I might be suffering from social media overload. In the past, I've used social media networks as a way to keep up to date with both what my friends/acquaintances are up to and follow updates from certain news sources. This has mainly been through Facebook and reddit 1. Now I'm starting to find that the rate of return from visiting these sites has fallen below a threshold where I no longer feel that visiting them produces value. Now you may say "you're doing it wrong!" and that social media is about entertainment, not productivity and you're certainly right. However, I had set up my social networking accounts with enough variety in the sources they display that every time I would visit their newsfeeds, I would find something new to learn.

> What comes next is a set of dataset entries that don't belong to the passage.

PR #6620, opened 2019-08-24
Networked fibers more like gone

ynot01:

feels like a long time coming, vote down if you disagree

#### Changelog

:cl:  
rscdel: Commented out networked fibers
/:cl:


AsV9:
Why is this a good idea? Please explain in depth.

Ratvar:
I propose you remove all chemical blobs that are ignored by borgs, anyone in spacesuit, make blobbernauths useless and die to stupid shit like double welder damage/extinguishers,

 leave synchronised mesh and networked fibers as the only blobs and then balance them.

ynot01:
> Why is this a good idea? Please explain in depth.

personally I believe that networked fibers is "win mode" and is agreed by all to be the most powerful blob type, as it generates more resources and if you even get close it can just snake out and instacrit you, just for the price of not being able to autogenerate blobs

fluffe9911:
*laughs in emp blob*

JamieD1:
ided rise up

PR #7292, opened 2019-12-10
[s]

alexkar598:
E

### DIFF
--- a/code/game/turfs/simulated/floor/reinf_floor.dm
+++ b/code/game/turfs/simulated/floor/reinf_floor.dm
@@ -1,4 +1,3 @@
-
 /turf/open/floor/engine
 	name = "reinforced floor"
 	desc = "Extremely sturdy."
@@ -31,6 +30,9 @@
 	return //unplateable
 
 /turf/open/floor/engine/try_replace_tile(obj/item/stack/tile/T, mob/user, params)
+	return
+
+/turf/open/floor/engine/remove_tile(mob/user, silent = FALSE, make_tile = TRUE)
 	return
 
 /turf/open/floor/engine/crowbar_act(mob/living/user, obj/item/I)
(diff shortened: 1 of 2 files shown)


monster860:
what does this even fix

yacabo:
10/10 documentation

monster860 (changes requested):
what does this fix

AutisticFroggy:
I raised this issue in msay after retaining knowledge of the bug for some time, I didn't think it was too harmful until we discovered a method to abuse it for infinite metal glitches, then reported it to alexkar. This bug is in reinforced floors that causes efforts to remove the tile with anything except a wrench fail, this means singularity gravity_act() procs and disposals underfloor item release. It still releases metal rods during the process, but does not delete, causing an infinite amount of metal rods to issue forth from a single rfloor. I'm pretty sure this should fix it.

code/game/turfs/simulated/floor/reinf_floor.dm
```diff
@@ -33,6 +32,9 @@
 /turf/open/floor/engine/try_replace_tile(obj/item/stack/tile/T, mob/user, params)
 	return
 
+/turf/open/floor/engine/remove_tile(mob/user, silent = FALSE, make_tile = TRUE)
+	return
```
Amelia0010, line 36:
```suggestion
	.=..()
	ScrapeAway(flags = CHANGETURF_INHERIT_AIR)
```

Amelia0010 (changes requested):

code/game/turfs/simulated/floor/reinf_floor.dm
alexkar598: No that makes it be stupid and counter the point of reinforced floors being nearly indestructible by any means

alexkar598:
Let's not talk about unpatched exploits in public, ya?

PR #7303, opened 2019-12-10
tcomms achievement

Lostlarry:
adds two hidden achievements that concern a certain bird

:cl:  
rscadd: adds more things to be achieved when scripting NTSL
/:cl:


Hopekz:
I like these achievements even if the AI + any borgs can modify Poly to give the signal tech the achievement.

Amelia0010:
the AI/borg can't.

Hopekz:
> the AI/borg can't.

I still don't see it then.
From my understanding of it this change it creates a virtual radio that listens to Poly and if Poly is loud on that radio (or silent) by comparing what was done to the sig and it gives the achievement to the signal tech.

From my understanding this a;sp means that the AI or borgs can modify the NTSL script themselves for this achievement to trigger. Not necessarily that it is a bad thing but it is an observation.

Amelia0010:
It's a wrong observation. It only runs the test if the person compiling is a signal tech, if the AI/borg compiles it then the test won't run.

PR #7304, opened 2019-12-10
Gives traitor viros a dartgun

CMOisLing:
I see no reason why they shouldn't have this, plus it will encourage single target viruses instead of infecting the whole station.
:cl:  
tweak: Traitor Virologist now have access to the reagent dartgun  
/:cl:


MegaEmpirical:
Single target viruses. Cute.

CMOisLing:
> Single target viruses. Cute.

Corpses aren't much company on the shuttle ride home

But lately I've found that the content and layout of the newsfeeds no longer prioritise the things I want to see. I never really wanted to see pictures of food or check-ins or lists of the same as-old-as-the-hills reaction GIFs. For a long time, I felt that this aspect of the web puts undue emphasis on visuals and videos, which is very frustrating to a text person like me. I like, no..., love reading and writing. I take joy in playing with words, using idioms, and crafting unspoken, never-before-seen sentences. Places like Facebook are not the right venue for me to indulge in that. I have toyed with the idea of scoring posts based on the complexity of their grammatical constructions, but I don't know if it is worth the time.
The essential point that keeps me from enjoying social media use is that it is very disorganised. I could try to put in work by organising people into lists, but any such lists are going to lack granularity. People are complex and multi-faceted and it would be a disservice to group them so indiscriminately. There may, however, be a way to cluster posts in a way that is useful, but this will require playing with the data. I may do that someday.

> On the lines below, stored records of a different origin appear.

PR #7305, opened 2019-12-10
Adds the cargoking and ducatduke achievements

Amelia0010:

Beating the current record in cargo credits. This achievement will get progressively harder as the record goes higher. 

Also added the "duke of ducats" achievement, which is just beating a million credits

I also added the SQL changelog since I forgot to add it last time.

Oh and I also added the misc table to the DB which is essentially just a glorified assoc list


Reed0506:
I feel like this achievement would be better if it just had an extremely high credit goal instead of an increasing goal. the QMs who play right when (if) this achievement is merged get it for basically no effort at all whereas down the line it would probably be almost completely impossible and i feel like both of those things are not what achievements are about. This concept would be far better for a leaderboard system.

alexkar598:
This has a problem of difficulty being ridiculously easy at first and ridiculously hard, make it a fixed number like 1 million instead

Amelia0010:
I added another achievement, ducat duke, for that. The point of it getting harder and harder is intended, that's how being "the best" works :)

code/datums/achievements/achievements.dm
```diff
@@ -104,4 +104,24 @@
...
+	Q.Execute()
+	if(Q.item.len)
+		amount = Q.item[1]
+	qdel(Q)
+	desc += "[amount]"
+
+/datum/achievement/ducatduke
+	name = "Duke of Ducats"
+	desc = "As the QM, have a million cargo credits by the end of the round" //Cargoking-junior
+	id = 21
```
alexkar598: ID conflicts, change the ID

alexkar598 (dismissed):

PR #7311, opened 2019-12-11
adds ethereal mutation toxin and a recipe for it

boodaliboo:
currently theres no way to become a ethereal even with strange seeds so i added a chemical recipe using liquid electiricty and a green extract to become one

#### Changelog

:cl:  
rscadd: Added ethereal mutation toxin and recipe    
/:cl:

### DIFF
--- a/code/modules/reagents/chemistry/recipes/slime_extracts.dm
+++ b/code/modules/reagents/chemistry/recipes/slime_extracts.dm
@@ -70,6 +70,14 @@
 	required_other = TRUE
 	required_container = /obj/item/slime_extract/green
 
+/datum/chemical_reaction/slime/slimeethereal
+	name = "Ethereal Mutation Toxin"
+	id = "etherealarerealmuttoxin"
+	results = list(/datum/reagent/mutationtoxin/ethereal = 1)
+	required_reagents = list(/datum/reagent/consumable/liquidelectricity = 1)
+	required_other = TRUE
+	required_container = /obj/item/slime_extract/green
+
 //Metal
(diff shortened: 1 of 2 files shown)


code/modules/reagents/chemistry/recipes/slime_extracts.dm
```diff
@@ -70,6 +70,14 @@
 	required_other = TRUE
 	required_container = /obj/item/slime_extract/green
 
+/datum/chemical_reaction/slime/slimeethereal
+	name = "Ethereal Mutation Toxin"
+	id = "etherealarerealmuttoxin"
+	results = list(/datum/reagent/mutationtoxin/ethereal = 1)
+	required_reagents = list(/datum/reagent/consumable/liquidelectricity = 1)
```
alexkar598, line 77: Maybe teslium instead?

alexkar598 (changes requested):

code/modules/reagents/chemistry/recipes/slime_extracts.dm
boodaliboo: yeah that sounds better ill change it in a bit

boodaliboo: was just thinking that liquid electricty was available already from high power energy bar and its also the blood of ethereals

boodaliboo:
so do people want it to be teslium or liquid elec

alexkar598:
Not interested and it seems noone else is either

PR #7312, opened 2019-12-11
tcomms emaged edition

Lostlarry:
for now it just adds mess to the ui for all tcomms machines
unlocks signal compression control to processor(should make the signal unreadable)
makes server save records as corrupted
i may add booby trapped button later
:cl:  
rscadd: tcomms can be emaged now which may or may not be useful
/:cl:


Ratvar:
I am not sure fixing such a vital station asset should be even harder because some random machine is emagged and you'll never find out which.

Hopekz:
What @Ratvar said except add some kind of way to know. Like for airlocks you can tell its been emagged with the sparks flying out and message. Maybe add sparks or even have something change color?

Ratvar:
But if you *can* see that it was scrambled, then it's useless because you destroy the machine and make a new one
I like corrupted records, tho

PR #7315, opened 2019-12-12
Update motd

ThatLing:
Fixes tiny text probably. I also wanted to remove the "general survey" but it looks like that change wasn't pushed to github.

image


Ratvar:
thanks mr ling

PR #7320, opened 2019-12-13
Adds window shutters spawners

Ktlwjec:
So mappers (me) can see them.

A before and after:
unknown


MegaEmpirical:
Is there a way that we can get them placed above the grille? They seem difficult to reach as an AI since the grille sprite will cover them if the window is broke but not the grille.

Ktlwjec:
They do appear above the grilles.
image

MegaEmpirical:
That's good, thanks.

Though I believe the ones already live do not.

Ktlwjec:
Ah I see what you mean, should be easy to fix that.

PR #6, opened 2018-03-12
mindslaves!

Amelia0010:

PR #7329, opened 2019-12-14
adds a /hat because missa forgot to add it so the helmets till now were identical to to the armor

boodaliboo:

Explain what the purpose of your PR is.
Mention if you tested your changes. If you changed a map, make sure you used the mapmerge tool.

Mention if your PR is related to an issue.
You can type "Fixes issue #6" and issue 6 will be automatically closed when your pull request is merged. This is much easier for everyone.

Edit the changelog at the bottom for changes that are noticeable by the players. Remove it if this isn't the case.
Include [admin] in the title if it's something admin related.
Include [s] in the title if you don't want it to be announced on discord and the server.

#### Changelog

:cl:  
bugfix: fixed a missing /hat 
/:cl:

### DIFF
--- a/code/modules/clothing/spacesuits/hardsuit.dm
+++ b/code/modules/clothing/spacesuits/hardsuit.dm
@@ -831,7 +831,7 @@
 //POWERARMORS
 //Currently are no different from normal hardsuits, except maybe for the higher armor ratings.
 
-/obj/item/clothing/head/helmet/space/hardsuit/powerarmor_t45b
+/obj/item/clothing/head/helmet/space/hardsuit/powerarmor_t45b/hat
 	name = "Salvaged T-45b helmet"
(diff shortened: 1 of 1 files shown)


boodaliboo:
what does this revert

SomeguyManperson:
Bot works off the changelpg which you should also actually make

boodaliboo:
> Bot works off the changelpg which you should also actually make

fine

missatessatessy:
After looking at this properly (I'm out of commission during weekends) the file is /obj/item/clothing/head/helmet so it doesnt need /hat (like all the other hardsuits in the same file). If there is an issue with the helmets that's something else to look into and this PR probably won't fix anything?

missatessatessy:
I already know what mistake I made, like the big dumb dumb I am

But not now. Right now, I've blocked myself from social media on my computer. Since my computer is where I work, I need to isolate my work area from something that is decidedly non-work. And I feel better for it.
P.S. A year ago, I read a book called The Filter Bubble by Eli Pariser. It talks about how algorithms are automatically choosing what we want to see for us and thus deciding our world views: we only see the world that we already agree with. He talks about how this is a dangerous trend because it rapidly blurs the line between fact and opinion.
Eli Pariser started the Upworthy site which tries to break such bubbles by making social issues go "viral". Their posts often fit a specific formula which appears to work given the amount of times their stories are shared. Upworthy has been so adept at applying this formula that imitators have sprung up all over and now social media feeds are full of people trying too hard to get people to click on their posts. I have a feeling that they all get their stories from the same sources because I see the same story posted multiple times throughout the day by different pages. The constant pleas of "Click me! I'm important" (termed click-bait) are yet another reason why social media starts to feel less social and more abusive. If every site is pushing the same content, I'm not sure the goal of bursting the filter bubble worked. We just replaced algorithms with people, but the results are the same.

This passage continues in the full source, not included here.